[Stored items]

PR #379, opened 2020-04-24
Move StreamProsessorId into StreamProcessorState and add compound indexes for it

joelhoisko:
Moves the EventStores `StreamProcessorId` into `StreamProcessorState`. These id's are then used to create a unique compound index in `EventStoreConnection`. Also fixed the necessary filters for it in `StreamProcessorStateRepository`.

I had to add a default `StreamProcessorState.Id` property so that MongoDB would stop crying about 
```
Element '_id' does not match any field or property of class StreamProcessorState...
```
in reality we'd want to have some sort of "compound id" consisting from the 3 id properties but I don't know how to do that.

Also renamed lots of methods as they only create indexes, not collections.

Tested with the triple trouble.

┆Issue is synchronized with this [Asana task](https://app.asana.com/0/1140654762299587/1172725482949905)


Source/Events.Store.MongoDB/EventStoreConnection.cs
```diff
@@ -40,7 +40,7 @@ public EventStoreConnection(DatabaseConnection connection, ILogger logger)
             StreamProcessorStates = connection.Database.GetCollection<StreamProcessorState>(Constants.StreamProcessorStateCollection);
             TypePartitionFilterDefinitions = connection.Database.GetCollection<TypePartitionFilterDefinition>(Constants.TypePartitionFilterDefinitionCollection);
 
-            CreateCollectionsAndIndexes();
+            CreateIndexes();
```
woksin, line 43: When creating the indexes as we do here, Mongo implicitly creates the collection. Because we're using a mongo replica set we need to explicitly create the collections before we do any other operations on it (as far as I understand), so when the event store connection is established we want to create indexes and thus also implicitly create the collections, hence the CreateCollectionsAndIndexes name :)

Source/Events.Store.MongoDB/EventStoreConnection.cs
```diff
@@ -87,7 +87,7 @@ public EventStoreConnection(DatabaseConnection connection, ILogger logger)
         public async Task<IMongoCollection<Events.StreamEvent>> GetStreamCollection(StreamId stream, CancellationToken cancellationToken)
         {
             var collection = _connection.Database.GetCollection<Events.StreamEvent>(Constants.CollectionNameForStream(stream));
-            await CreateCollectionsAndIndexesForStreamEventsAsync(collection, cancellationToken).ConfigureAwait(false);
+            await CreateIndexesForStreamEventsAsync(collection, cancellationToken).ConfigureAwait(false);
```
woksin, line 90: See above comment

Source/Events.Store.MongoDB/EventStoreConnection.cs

PROBLEM DETAILS
The entries above should be copied out exactly, with none left out.

FINAL ANSWER
PR #379, opened 2020-04-24
Move StreamProsessorId into StreamProcessorState and add compound indexes for it

joelhoisko:
Moves the EventStores `StreamProcessorId` into `StreamProcessorState`. These id's are then used to create a unique compound index in `EventStoreConnection`. Also fixed the necessary filters for it in `StreamProcessorStateRepository`.

I had to add a default `StreamProcessorState.Id` property so that MongoDB would stop crying about 
```
Element '_id' does not match any field or property of class StreamProcessorState...
```
in reality we'd want to have some sort of "compound id" consisting from the 3 id properties but I don't know how to do that.

Also renamed lots of methods as they only create indexes, not collections.

Tested with the triple trouble.

┆Issue is synchronized with this [Asana task](https://app.asana.com/0/1140654762299587/1172725482949905)


Source/Events.Store.MongoDB/EventStoreConnection.cs
```diff
@@ -40,7 +40,7 @@ public EventStoreConnection(DatabaseConnection connection, ILogger logger)
             StreamProcessorStates = connection.Database.GetCollection<StreamProcessorState>(Constants.StreamProcessorStateCollection);
             TypePartitionFilterDefinitions = connection.Database.GetCollection<TypePartitionFilterDefinition>(Constants.TypePartitionFilterDefinitionCollection);
 
-            CreateCollectionsAndIndexes();
+            CreateIndexes();
```
woksin, line 43: When creating the indexes as we do here, Mongo implicitly creates the collection. Because we're using a mongo replica set we need to explicitly create the collections before we do any other operations on it (as far as I understand), so when the event store connection is established we want to create indexes and thus also implicitly create the collections, hence the CreateCollectionsAndIndexes name :)

Source/Events.Store.MongoDB/EventStoreConnection.cs
```diff
@@ -87,7 +87,7 @@ public EventStoreConnection(DatabaseConnection connection, ILogger logger)
         public async Task<IMongoCollection<Events.StreamEvent>> GetStreamCollection(StreamId stream, CancellationToken cancellationToken)
         {
             var collection = _connection.Database.GetCollection<Events.StreamEvent>(Constants.CollectionNameForStream(stream));
-            await CreateCollectionsAndIndexesForStreamEventsAsync(collection, cancellationToken).ConfigureAwait(false);
+            await CreateIndexesForStreamEventsAsync(collection, cancellationToken).ConfigureAwait(false);
```
woksin, line 90: See above comment

Source/Events.Store.MongoDB/EventStoreConnection.cs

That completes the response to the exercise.